“Lo que sería recomendable es que los diputados busquen un equilibrio en su actuar, el presidente Morales defina una estrategia para comunicarse y que en las redes sociales aboguemos por las buenas prácticas. La ciudadanía debe estar atenta y los medios de comunicación informando”.

Tuvimos una semana intensa en actividades políticas. La salud sigue con grandes desafíos. El tema de la donación de medicinas y el vencimiento de algunos insumos ha despertado sospecha de su autenticidad. La situación ha puesto en aprietos al mandatario, de quien se esperaba respuestas y acciones más contundentes, especialmente de parte de los medios.

Sin embargo, el mayor activismo se dio en el Congreso de la República. El Presidente, acompañado del ministro de Finanzas, visitó el Legislativo para solicitar la emisión de de Q1,633 millones de bonos para financiar el presupuesto, ya que hay algunos rubros –como el Ministerio Público– quedarían sin recursos a partir de agosto, debido a que los préstamos presentados como fuente de financiamiento del presupuesto no se lograrán.

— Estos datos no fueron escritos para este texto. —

PR #464, opened 2024-12-22
Transpile: Split C-kernel generation from ISO-C wrapper generation

mlange05:
_Note: Apologies for the size of this PR; it's mainly housekeeping. If this is too much, please let me know, as it can be split into more digestible chunks. I promise I've not changed any meaningful logic beyond what's mentioned below._

This PR primarily aims at separating the two stages of C-style language transpilation:
* Generation of the respective C[CPP/CUDA/HIP] kernel of a given `Subroutine`
* Generation of ISO-C compatible wrappers for the given `Subroutine` and used `Module`, including the generation of associated C-style header files.

The key change to achieve this is the creation of a new sub-package `loki.transforamtion.transpile.fortran_iso_c_wrapper` with an additional transformation `FortranISOCWrapperTransformation`. This can now be used separately in scheduler pipelines and may have a different iteration space, as it may needs to include `Module` objects for type information.

In addition, both Transformations can now use the `build_args` handed over by the scheduler, if no explicit `path` argument is given. I've kept the explicit override, as it is used extensively throughout the test base. This will eventually allow us to properly express C-transpilation as config-based pipelines. In future changes, we can hopefully further unpick the C-transpilation to build specific C/CUDA/HIP pipelines that can re-use the ISO-C wrapper generation.

In some more detail:
* Get output path from `build_args` for C-transpile transformations, when used with the scheduler.
* Create new `fortran_iso_c_wrapper` sub-package for transpile, including the respective utilities for dering with ISO-C types, derived-types and structs
* Add a `FortranISOCWrapperTransformation` to execute wrapper and header generation for subroutines and modules
* Derive the output files from utilities in tests and stop storing them on the transformation; this made a transformation instance non-reusable, as repeated use would override the output file names
* More SCC-CUDA test into separate test sub-package
* Add better docstrings to the Fortran-ISO-C wrapper methods


loki/transformations/transpile/fortran_c.py
```diff
@@ -96,8 +94,7 @@ def visit_CallStatement(self, o, **kwargs):
 
 class FortranCTransformation(Transformation):
```
MichaelSt98, line 95: both `use_c_ptr` and `path` should be removed from the doctstring.

scripts/loki_transform.py
```diff
@@ -417,14 +419,18 @@ def convert(
     mode = mode.replace('-', '_')  # Sanitize mode string
     if mode in ['c', 'cuda_parametrise', 'cuda_hoist']:
         if mode == 'c':
-            f2c_transformation = FortranCTransformation(path=build)
+            f2c_transformation = FortranCTransformation()
+            f2c_wrapper = FortranISOCWrapperTransformation()
         elif mode in ['cuda_parametrise', 'cuda_hoist']:
-            f2c_transformation = FortranCTransformation(path=build, language='cuda', use_c_ptr=True)
+            f2c_transformation = FortranCTransformation(language='cuda', use_c_ptr=True)
```
MichaelSt98, line 425:
```suggestion
            f2c_transformation = FortranCTransformation(language='cuda')
```

There is no `use_c_ptr` argument for `FortranCTransformation` anymore.

MichaelSt98 (approved):
Nice! Thank you.
Two small changes requested otherwise happy with this PR.

Also tested with/for CLOUDSC using the branch `nams-integrate-loki-cuda` and the merged this branch/PR into the Loki branch `nams-integrate-cloudsc-loki-cuda` to test the C and CUDA transpilation with CLOUDSC.

loki/transformations/transpile/fortran_iso_c_wrapper.py
```diff
@@ -0,0 +1,518 @@
...
+                # Pass by reference for array types
+                value = isinstance(arg, sym.Scalar) and arg.type.intent and arg.type.intent.lower() == 'in'
+                kind = iso_c_intrinsic_kind(arg.type, intf_fct, use_c_ptr=use_c_ptr)
+                ctype = SymbolAttributes(arg.type.dtype, value=value, kind=kind)
+                dimensions = arg.dimensions if isinstance(arg, sym.Array) else None
+                var = sym.Variable(name=arg.name, dimensions=dimensions, type=ctype, scope=intf_fct)
+                intf_args += (var,)
+            intf_fct.arguments = intf_args
+            sanitise_imports(intf_fct)
+            intfs.append(intf_fct)
```
reuterbal, line 448: [no action required] Codecov points out that this is unused. We should probably add a test for module routine transpilation in the future?

reuterbal (approved):
Thanks, this looks great and is an important stepping stone towards following through with some of the deprecations.

I left a few observation comments but none of these are strictly required.

loki/transformations/transpile/fortran_iso_c_wrapper.py
```diff
@@ -0,0 +1,518 @@
...
+            build_args = kwargs.get('build_args')
+            path = Path(build_args.get('output_dir'))
+
+        role = kwargs.get('role', 'kernel')
+
+        c_structs = {}
+        for name, td in module.typedef_map.items():
+            c_structs[name.lower()] = c_struct_typedef(td, use_c_ptr=self.use_c_ptr)
+
+        if role == 'header':
```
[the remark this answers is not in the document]
mlange05: Nice catch, these are even redundant, as they don't get propagated. I've fix this here and in the module entry point below now.

loki/transformations/transpile/fortran_iso_c_wrapper.py
```diff
@@ -0,0 +1,518 @@
...
+    if _type.dtype == BasicType.REAL:
+        kind = str(_type.kind)
+        if kind.lower() in ('real32', 'c_float'):
+            return sym.Variable(name='c_float', scope=scope)
+        if kind.lower() in ('real64', 'jprb', 'selected_real_kind(13, 300)', 'c_double', 'c_ptr'):
+            if use_c_ptr and is_array:
+                return sym.Variable(name='c_ptr', scope=scope)
+            return sym.Variable(name='c_double', scope=scope)
+
+    return None
```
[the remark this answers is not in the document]
mlange05: I tried to retro-fit these, please have a look.

loki/transformations/transpile/fortran_iso_c_wrapper.py
mlange05: Yeah, this one is puzzling me a bit. I've tried triggering this, but I think this is some leftover from the previous way we dealt with stmt funcs. Not quite sure what to do about it, but I think we want to carefully rethink some of these wrappers anyway, so we can mop this all up.

loki/transformations/transpile/fortran_iso_c_wrapper.py
```diff
@@ -0,0 +1,518 @@
...
+        elif self.language == 'cuda':
+            self.codegen = cudagen
+        else:
+            raise ValueError(f'language "{self.language}" is not supported!'
+                             f' (supported languages: "{self._supported_languages}")')
+
+    def file_suffix(self):
+        if self.language == 'cpp':
+            return '.cpp'
+        return '.c'
```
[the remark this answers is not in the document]
reuterbal: No, I think the wrapper transformation doesn't write any c/cpp files at all, so I meant this entire method is redundant here. The same exists in the actual FortranCTransformation, where this is indeed used to write the transpiled code.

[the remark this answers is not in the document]
mlange05: Ohh, right, yes that's an oversight then. I've removed the redundant one now. Good catch!

loki/transformations/transpile/fortran_iso_c_wrapper.py
reuterbal: I've had to try this myself. The relevant code path is hit with a test like this:

```python
@pytest.mark.parametrize('frontend', available_frontends())
@pytest.mark.parametrize('language', ['c', 'cpp'])
def test_transpile_module_function(tmp_path, builder, frontend, language):
    fcode_mod = """
module my_mod
    use iso_fortran_env, only: real64
    implicit none
    contains

    function scalar_func(a, b)
        real(kind=real64), intent(in) :: a, b
        real(kind=real64) :: scalar_func
        scalar_func = a + b
    end function scalar_func

    function array_func(a, b, n)
        real(kind=real64), intent(in) :: a(n), b(n)
        integer, intent(in) :: n
        real(kind=real64) :: array_func(n)
        array_func(:) = a(:) + b(:)
    end function array_func
end module my_mod
    """.strip()

    fcode = """
subroutine driver(a, b, c, d, n)
    use my_mod, only: scalar_func, array_func
    use iso_fortran_env, only: real64
    implicit none
    real(kind=real64), intent(in) :: a(n), b(n)
    real(kind=real64), intent(inout) :: c(n), d(n)
    integer, intent(in) :: n
    integer :: j

    do j=1,n
        c(j) = scalar_func(a(j), b(j))
    enddo

    d = array_func(a, b, n)
end subroutine driver
    """.strip()

    module = Module.from_source(fcode_mod, xmods=[tmp_path], frontend=frontend)
    routine = Subroutine.from_source(fcode, xmods=[tmp_path], frontend=frontend, definitions=[module])
    refname = f'ref_{routine.name}_{frontend}'
    reference = jit_compile_lib([module, routine], path=tmp_path, name=refname, builder=builder)

    n = 10
    a = np.ones(shape=(n,), order='F', dtype=np.float64)
    b = np.ones(shape=(n,), order='F', dtype=np.float64)
    c = np.zeros(shape=(n,), order='F', dtype=np.float64)
    d = np.zeros(shape=(n,), order='F', dtype=np.float64)
    cd_ref = a + b

    reference.driver(a=a, b=b, c=c, d=d, n=n)
    assert np.all(c == cd_ref)
    assert np.all(d == cd_ref)

    f2cwrap = FortranISOCWrapperTransformation(language=language)
    f2c = FortranCTransformation()

    for trafo in [f2c, f2cwrap]:
        for source in [routine, module, *module.subroutines]:
            trafo.apply(source=source, path=tmp_path, role='kernel')
    f2cwrap.apply(source=module, path=tmp_path, role='header')
```

But I don't quite know how to complete the test here (i.e., what to check for). Should we put this in an issue for now?

mlange05: Ok, as discussed offline, this can then probably be removed. I'm fairly confident that the use case for this has been removed from CLOUDSC, and the approach is really quite hacky. If CLOUDSC regression is fine after the removal I think this is safe.

reuterbal:
Very nice, many thanks!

Sabiendo que no hay dinero, incoherentemente, el Legislativo de forma exprés aprobó varias iniciativas de ley que repercuten negativamente las finanzas del Estado. Por ejemplo, el Decreto 11-2016 aumenta Q500 mensuales a cada jubilado que pertenece a clases pasivas civiles del estado y, adicionalmente, cuando haya aumento general para los empleados también se les ajustarán a los pasivos.

Según un cálculo realizado por el Ministerio de Finanzas esta ley tendrá una erogación de Q450 millones para este año. También estuvo en discusión la Ley Nacional de la Juventud, que tiene como fin “oportunidades de participación a los jóvenes”. No tenemos recursos para los hospitales, contamos con más del 40% de infantes con desnutrición crónica y la mitad de los niños no van a la preprimaria, cuesta comprender por qué el Congreso prioriza estas leyes, ¿será porque son populares y con ellas van a quedar bien con algunos sectores? Al final, terminaron presentando una iniciativa de nuevos impuestos a la renta.

También modificaron varios artículos a Ley Orgánica del Organismo Legislativo, la cual tiene luces pero bastantes sombras. Vale la pena resaltar la aprobación del Decreto 13-2016 que modifica el Código Penal: Indica que los altos funcionarios o instituciones que reciben fondos públicos que sean citados y no acudan al Congreso podrán ser sancionados con penas de dos a tres años de prisión.

Habría que ver cuántas citaciones tienen por fin la fiscalización, pues la mayoría de veces es para resolver asuntos operativos, pedir favores, referir personas, solicitar apoyo y de paso humillar a los funcionarios. Este cambio le concede un privilegio al Congreso que ni los jueces tienen para sus citatorios. Definitivamente desequilibra los poderes.

Por otro lado, el Procurador de los Derechos Humanos se reunió con los jefes de bancada y habló de la convocatoria que se realizará a todos los sectores de la sociedad para un Diálogo Nacional que busca promover la discusión, aprobación e implementación de reformas al sistema de justicia en contra de la impunidad y corrupción, en apoyo a la propuesta de Iván Velásquez. Y por último, el viernes representantes del CACIF se reunieron con miembros de la junta directiva del Congreso. Entre varios asuntos, se solicitó que leyes tan importantes como la de Desarrollo rural y la de las radios comunitarias se discutan a fondo.

La incertidumbre nos tiene nerviosos. Realmente no sabemos qué otras cosas podrán suceder esta semana. Lo que sería recomendable es que los diputados busquen un equilibrio en su actuar, el presidente Morales defina una estrategia para comunicarse y que en las redes sociales aboguemos por las buenas prácticas. La ciudadanía debe estar atenta y los medios de comunicación informando. Es un momento importante para Guatemala. ¿Qué opina del activismo político? ¿Está de acuerdo con las leyes exprés? ¿Cuál es su sentimiento?